Philip’s flashlight beam moves toward the sound but finds only a flaming oil drum.
“Abraham, come the fuck out, man!” the troll yells. “These people came to see youse guys.”
More rats scurrying. The shivering sound again. Jake glances behind him and sees that the lights at the south end of the tunnel are gone. There’s no easy way to turn back.
“Who’s that calling out my name?” Abraham shouts.
Jake raises his flashlight and sees a tall black guy in a baseball cap stepping from behind the fire. As he comes toward them, dreadlocks swing like a ragged curtain around his head.
“Yo, get that shit outta my eyes,” he says. “You tryin’ to blind me?”
Jake moves the beam away from his face and sees a second shadowy figure emerge from behind the fire. Bony hips, lopsided walk. There’s no mistaking John G.’s silhouette.
“Yo, whatchoo you looking for, man?” says Abraham, moving out of the light’s beam as he approaches. “This is my tunnel. Who invited you down here?”
As Philip moves past him to confront Abraham, Jake catches a sour tart odor with a sting on the end of it. House scotch. It takes a couple of seconds to fully register that his new friend has been drinking. He suddenly has a vision of himself tied to a huge rock rolling down a steep hill.
“We’re not interested in you,” Philip says to Abraham. “It’s your friend we wanna talk to.”
“Well, he’s with me,” says Abraham. “You wanna talk to him, you talk to me.”
Jake hears the tap of metal on metal to his right. Ronnie touching one of the rails with his aluminum bat; he better watch it, or he’ll catch six hundred volts. A train horn blares.
Philip raises his flashlight again and shines it in Abraham’s eyes.
“Whaddya, deaf, asshole?

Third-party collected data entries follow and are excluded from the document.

PR #793, opened 2021-05-25
Make compatble with pam_tmpdir

chasonr:
pam_tmpdir creates a separate temporary directory for each user ID, and that directory is not accessible to other users. This adds some security, but conflicts with VeraCrypt. VeraCrypt ends up mounting its control file system under /tmp/users/0, and the non-root user cannot access it. The user interface then does not recognize mounted VeraCrypt volumes, and cannot dismount them.

This patch recognizes when pam_tmpdir is in use, and substitutes the temporary directory for the user that invoked sudo. The user interface can then dismount normally.

### DIFF
--- a/src/Core/Unix/CoreUnix.cpp
+++ b/src/Core/Unix/CoreUnix.cpp
@@ -24,6 +24,11 @@
 
 namespace VeraCrypt
 {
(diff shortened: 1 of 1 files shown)


idrassi:
Thank you for the fix.

PR #811, opened 2021-08-01
Add compatibility with GNU GCC 11 Toolchain

### LINKED ISSUE #802: Issue trying to compile Arch Linux
Hi everyone, I am an Arch user and I'm trying to compile the github version of veracrypt, but I have issues when I do the first "make".

When it gets to the Cipher.cpp file to compile, there's a lot of errors (seems linked to declarations ?) but I can't find if anyone else has the same issue. I tried Update 7 and Update 4, but same result and errors.

I save the error prompt in a file joined (Sorry for the french in the file, I don't know how to get errors in English with make on a French computer).

Can someone else me to find why I can't compile ? I don't know where to start to resolve this issue.

Thanks
[log_compile.txt](https://github.com/veracrypt/VeraCrypt/files/6692396/log_compile.txt)

viciousvex:
VeraCrypt does not compile on systems with GNU GCC 11 and higher, because parameter -std=gnu++17 is used by default with these versions. Resolves #802

### DIFF
--- a/src/Makefile
+++ b/src/Makefile
@@ -174,6 +174,15 @@ ifeq "$(shell uname -s)" "Linux"
 
 	PLATFORM := Linux
 	C_CXX_FLAGS += -DTC_UNIX -DTC_LINUX
+
+	# GNU GCC version 11 and higher compile with -std=gnu++17 by default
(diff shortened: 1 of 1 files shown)


idrassi:
Thank you for the fix!

PR #815, opened 2021-08-11
Add toggleable support for application indicators, off by default.

unit193:
I have no idea if this is actually something you want to optionally support upstream, but I guess just close this out if not.

This tries to figure out, via wx-config, if you're using GTK2 or GTK3 and uses the associated Ayatana library.

This just adds support, off by default, for building against the Ayatana libraries for indicator support.  As I understand it, for GNOME this is somewhat required to have a tray icon as they don't support the xembed ones at all.  This of course works in Xfce too and in places that don't have indicator support, it should fall back to tray icon.  Like for tint2.

I have been led to believe tray icons aren't exactly going to work out in a wayland world at all, but as I use Xfce I mainly ignore wayland at this stage.


idrassi:
Thank you for this contribution. This is actually something that I wanted to add to VeraCrypt but I never had a chance to look into it, so I will definitely merge this PR!

PR #1809, opened 2026-07-01
Remove triple punctuation

sandakersmann:
A lot of the triple punctuation do not add to the strings, and they are not uniform throughout. If this looks good to you I will start working on all the translations as well.

### DIFF
--- a/src/Common/Language.xml
+++ b/src/Common/Language.xml
@@ -8,9 +8,9 @@
     <font lang="en" class="title" size="21" face="Times New Roman" />
     <entry lang="en" key="IDCANCEL">Cancel</entry>
     <entry lang="en" key="IDC_ALL_USERS">Install &amp;for all users</entry>
-    <entry lang="en" key="IDC_BROWSE">Bro&amp;wse...</entry>
+    <entry lang="en" key="IDC_BROWSE">Bro&amp;wse</entry>
     <entry lang="en" key="IDC_DESKTOP_ICON">Add VeraCrypt icon to &amp;desktop</entry>
-    <entry lang="en" key="IDC_DONATE">Donate now...</entry>
+    <entry lang="en" key="IDC_DONATE">Donate now</entry>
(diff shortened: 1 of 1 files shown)


sandakersmann:
@idrassi What do you think about this concept?

amail80:
The trailing ellipsis on these labels is not punctuation but a user interface convention: it signals that activating the control opens a dialog requiring further input, rather than performing the action immediately. It is specified in the Windows, macOS and GNOME human interface guidelines, and it is how users tell `Save` from `Save As…` without reading any documentation.
 
Every affected key here does open a dialog:
 
| key | opens |
| --- | --- |
| `IDC_BROWSE`, `IDC_BROWSE_FILES`, `IDC_BROWSE_DIRS` | file/folder picker |
| `IDC_SELECT_FILE`, `IDC_SELECT_DEVICE` | volume selection dialog |
| `IDC_KEY_FILES`, `IDC_KEYFILES`, `IDC_NEW_KEYFILES` | keyfile manager |
| `IDC_SELECT_PKCS11_MODULE` | library picker |
| `IDC_MOUNT_OPTIONS`, `IDC_MORE_SETTINGS` | options dialog |
 
After this change `Mount Options` reads exactly like `Mount`, although one opens a dialog and the other acts at once. The same applies to `Select File` next to `Mount`, and to `Keyfiles` next to `Dismount`. The distinction is currently free — it costs three characters and no translation work — and removing it takes information out of the interface rather than tidying it up.
 
There is also a consistency issue: only the English strings are changed. The per-language `Language.*.xml` files keep their ellipses, so the same button would be labelled `Browse` in English and `Обзор…` in Russian, `Parcourir…` in French and so on. Bringing those in line would mean touching every translation.
 
If the intent was to remove genuinely stray punctuation — three dots typed as three periods rather than as a single ellipsis, or trailing dots on labels that do not open anything — that would be worth doing, but it is a different and much smaller set of strings than the one changed here.

PR #1823, opened 2026-07-10
Linux: fix tray icon menu build with INDICATOR=1

ElCruncharino:
## Problem

Building with `INDICATOR=1` fails on wxWidgets 3.2:

```
Forms/MainFrame.cpp:1630:134: error: cannot convert 'wxString' to 'const gchar*'
```

Four of the five tray menu labels in `ShowTaskBarIcon()` pass a `wxString` straight to `gtk_menu_item_new_with_label()`, which wants a `const gchar*`. The fifth (`SHOW_TC`/`HIDE_TC`) already calls `.mb_str()` and compiles fine. `INDICATOR` is opt-in and off by default, so perhaps this has gone unnoticed?

## Change

Add the missing `.mb_str()` to the other four labels. No behavior change, just makes it compile.

## Testing

Built with `make INDICATOR=1 WITHFUSE3=1` against wxWidgets 3.2.8 and libayatana-appindicator3. Confirmed the resulting binary links against libayatana-appindicator3 and shows a working tray icon.


idrassi:
Thanks for the PR.

I had not hit this locally with make INDICATOR=1 on several distributions, including with wxWidgets 3.2.8. That is expected on builds where wx still allows the unsafe implicit wxString => const char* conversion (wxUSE_UNSAFE_WXSTRING_CONV without wxNO_UNSAFE_WXSTRING_CONV). On configurations that disable that conversion, the four bare LangString[...] arguments fail exactly as you reported, while the existing `.mb_str()` on the show/hide item still compiles.

So this is a real portability fix (the inconsistency dates back to the original INDICATOR support in #815), not a general "wx 3.2 is broken" issue.

Could you confirm the distribution and whether your environment defines wxNO_UNSAFE_WXSTRING_CONV (or similar)? For the record, sibling PR #1822 mentions openSUSE Tumbleweed, is that the same setup?

Aside from that, the change looks good and matches the existing style. I will merge it.

ElCruncharino:
Confirmed on the exact box: openSUSE Tumbleweed, wxWidgets 3.2.8 (`gtk3-unicode-3.2`, official distro package).

I don't think its `wxNO_UNSAFE_WXSTRING_CONV`. That macro isn't defined anywhere in this package's `setup.h`, and I get the identical compile error whether I force it or not. `wxUSE_STL`, which this package builds with (`wxUSE_STL=1` → `wxUSE_STD_STRING_CONV_IN_WXSTRING=1`). In `wx/string.h`, the whole `operator const char*()`/`operator const void*()` block is wrapped in `#if !wxUSE_STD_STRING_CONV_IN_WXSTRING`, so in STL-mode builds that operator doesn't exist at all. `wxNO_UNSAFE_WXSTRING_CONV` doesn't appear to even come into play.

I rebuilt master with `make INDICATOR=1 WITHFUSE3=1` on this box and reproduced the exact 4 errors at the exact reported lines; applying this PR's diff fixed it and produced a working binary linked against `libayatana-appindicator3`.

PR #2722, opened 2024-09-16
SF-2910 Add script to duplicate text audio docs in mongodb

RaymondLuong3:
The previous doc ids for text audio docs incorrectly used the book number instead of the book ID. This PR updates how we calculate the text audio IDs and provides a script to update the mongoDB with docs with the updated text audio IDs by duplicating the docs.
Currently there are roughly 15 documents on live to update the doc ID for. It is important to update the mongo DB before shipping this code.

Developer testing will be sufficient. Once this gets to QA, regression tests will catch any errors.

- - -
This change is [Reviewable](https://reviewable.io/reviews/sillsdev/web-xforge/2722)

### DIFF
--- a/scripts/db_tools/duplicate-doc.js
+++ b/scripts/db_tools/duplicate-doc.js
@@ -1,0 +1,35 @@
+#!/usr/bin/env node
+
+// This file can be used to duplicate documents in a collection with new IDs. This can be
+// useful for migrating documents to have a new ID format.
+const utils = require('./utils.js');
+const ShareDB = require('sharedb/lib/client');
+const Scr = require('@sillsdev/scripture');
+const OTJson0 = require('ot-json0');
+
+// Edit these settings to specify which docs to duplicate
+const connectionConfig = utils.devConfig;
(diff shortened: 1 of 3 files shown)


Nateowami:
Can this not be run as a migration that would automatically run on startup?

RaymondLuong3:
The realtime server does provide a way for us to migrate documents at start up, but creating new documents is not something that has been done before, only altering existing documents. I am hesitant to add a migration that creates new documents since a mistake could result in more documents being created than we intend.
I don't really want to put much more work into this since changing the IDs is not really meaningful, and this would be a quick one-of run of this script.
What did you have in mind?

kylebuss (approved):
:lgtm:

> *[Reviewable](https://reviewable.io/reviews/sillsdev/web-xforge/2722#-:-O7ArAZP4L5bkUPPrNdj:bnfp4nl)* status: <span>:shipit:</span> complete! all files reviewed, all discussions resolved (waiting on @RaymondLuong3)

PR #2724, opened 2024-09-18
SF-2805 Only add source tabs if user can access the source

josephmyers:
This change is [Reviewable](https://reviewable.io/reviews/sillsdev/web-xforge/2724)

### DIFF
--- a/src/SIL.XForge.Scripture/ClientApp/src/app/core/permissions.service.spec.ts
+++ b/src/SIL.XForge.Scripture/ClientApp/src/app/core/permissions.service.spec.ts
@@ -125,6 +125,16 @@ describe('PermissionsService', () => {
     expect(await env.service.canAccessText(cloneDeep(textDoc) as TextDocId)).toBe(false);
   }));
 
+  it('checks current user doc to determine if user is on project', fakeAsync(async () => {
+    const env = new TestEnvironment();
+
+    expect(await env.service.isUserOnProject('project01')).toBe(true);
+
+    env.setCurrentUser('other');
+
+    expect(await env.service.isUserOnProject('project01')).toBe(false);
+  }));
+
   describe('canSync', () => {
     it('returns false when projectDoc.data is undefined', fakeAsync(() => {
       const env = new TestEnvironment();
--- a/src/SIL.XForge.Scripture/ClientApp/src/app/core/permissions.service.ts
+++ b/src/SIL.XForge.Scripture/ClientApp/src/app/core/permissions.service.ts
@@ -36,14 +36,19 @@ export class PermissionsService {
     return role != null && roleCanAccessTranslate(role as SFProjectRole);
   }
 
+  async isUserOnProject(projectId: string): Promise<boolean> {
+    const currentUserDoc = await this.userService.getCurrentUser();
+    const userOnProject: boolean =
+      currentUserDoc?.data?.sites[environment.siteId].projects.includes(projectId) ?? false;
+    return userOnProject;
+  }
+
   async canAccessText(textDocId: TextDocId): Promise<boolean> {
     // Get the project doc, if the user is on that project
     let projectDoc: SFProjectProfileDoc | undefined;
     if (textDocId.projectId != null) {
-      const currentUserDoc = await this.userService.getCurrentUser();
-      const userOnProject: boolean =
-        currentUserDoc?.data?.sites[environment.siteId].projects.includes(textDocId.projectId) ?? false;
-      projectDoc = userOnProject ? await this.projectService.getProfile(textDocId.projectId) : undefined;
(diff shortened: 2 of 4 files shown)


RaymondLuong3 (changes requested):
> *[Reviewable](https://reviewable.io/reviews/sillsdev/web-xforge/2724)* status: all files reviewed, 2 unresolved discussions (waiting on @josephmyers)

___
*[`src/SIL.XForge.Scripture/ClientApp/src/app/core/permissions.service.ts` line 39 at r1](https://reviewable.io/reviews/sillsdev/web-xforge/2724#-O769KamCEPjq36LuY--:-O769KamCEPjq36LuY-0:byqqcex) ([raw file](https://github.com/sillsdev/web-xforge/blob/b277444196c10c8710ec20d11cdba94bf38230b9/src/SIL.XForge.Scripture/ClientApp/src/app/core/permissions.service.ts#L39)):*
> ```XML
>   }
> 
>   async isUserOnProject(projectId: string): Promise<boolean> {
> ```

This could be a private method, but I can see how it would be useful for the future.
Oh, I do see that we are using this. I imagine we are just interested if the user is on the project and not if the user has permission to see the text. Wait, what would happen if the user does not have access to see the text? Would the source panel disappear. Then would this bug be possible again?



_Code quote:_
```XML
  async isUserOnProject(projectId: string): Promise<boolean> {
```
___
*[`src/SIL.XForge.Scripture/ClientApp/src/app/core/permissions.service.ts` line 41 at r1](https://reviewable.io/reviews/sillsdev/web-xforge/2724#-O769WKC4B242AlXwaEB:-O769WKC4B242AlXwaEC:b-qcjc0e) ([raw file](https://github.com/sillsdev/web-xforge/blob/b277444196c10c8710ec20d11cdba94bf38230b9/src/SIL.XForge.Scripture/ClientApp/src/app/core/permissions.service.ts#L41)):*
> ```XML
>   async isUserOnProject(projectId: string): Promise<boolean> {
>     const currentUserDoc = await this.userService.getCurrentUser();
>     const userOnProject: boolean =
> ```

Nit: You could just return this without assigning it.



_Code quote:_
```XML
    const userOnProject: boolean =
```

josephmyers (commented):
> *[Reviewable](https://reviewable.io/reviews/sillsdev/web-xforge/2724)* status: 3 of 4 files reviewed, 1 unresolved discussion (waiting on @RaymondLuong3)

___
*[`src/SIL.XForge.Scripture/ClientApp/src/app/core/permissions.service.ts` line 39 at r1](https://reviewable.io/reviews/sillsdev/web-xforge/2724#-O769KamCEPjq36LuY--:-O76ei_6D8k1FTHM7HAi:b-ptxsxa) ([raw file](https://github.com/sillsdev/web-xforge/blob/b277444196c10c8710ec20d11cdba94bf38230b9/src/SIL.XForge.Scripture/ClientApp/src/app/core/permissions.service.ts#L39)):*

This could be a private method, but I can see how it would be useful for the future.
Oh, I do see that we are using this. I imagine we are just interested if the user is on the project and not if the user has permission to see the text. Wait, what would happen if the user does not have access to see the text? Would the source panel disappear. Then would this bug be possible again?
</blockquote></details>

Is it possible to be on a project and not able to view text? I'm not aware of a way to do this, but maybe I'm missing something?

RaymondLuong3 (approved):
> *[Reviewable](https://reviewable.io/reviews/sillsdev/web-xforge/2724)* status: <span>:shipit:</span> complete! all files reviewed, all discussions resolved (waiting on @josephmyers)

___
*[`src/SIL.XForge.Scripture/ClientApp/src/app/core/permissions.service.ts` line 39 at r1](https://reviewable.io/reviews/sillsdev/web-xforge/2724#-O769KamCEPjq36LuY--:-O7ACWkoBsG3laRXNZ7O:bdvcuq8) ([raw file](https://github.com/sillsdev/web-xforge/blob/b277444196c10c8710ec20d11cdba94bf38230b9/src/SIL.XForge.Scripture/ClientApp/src/app/core/permissions.service.ts#L39)):*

I just said I don’t wanna talk to you. I wanna talk to your friend.”
“Yo, what’d I tell you, man, about keeping that light outta my eyes?”
Jake moves his flashlight beam around until he finds John G. standing a little bit behind Abraham, wobbling and squinting as if he’s just waking up from general anesthetic.
Again, he seems so vulnerable. Jake has to remind himself that Gates almost caused him to get hit by a car the other night.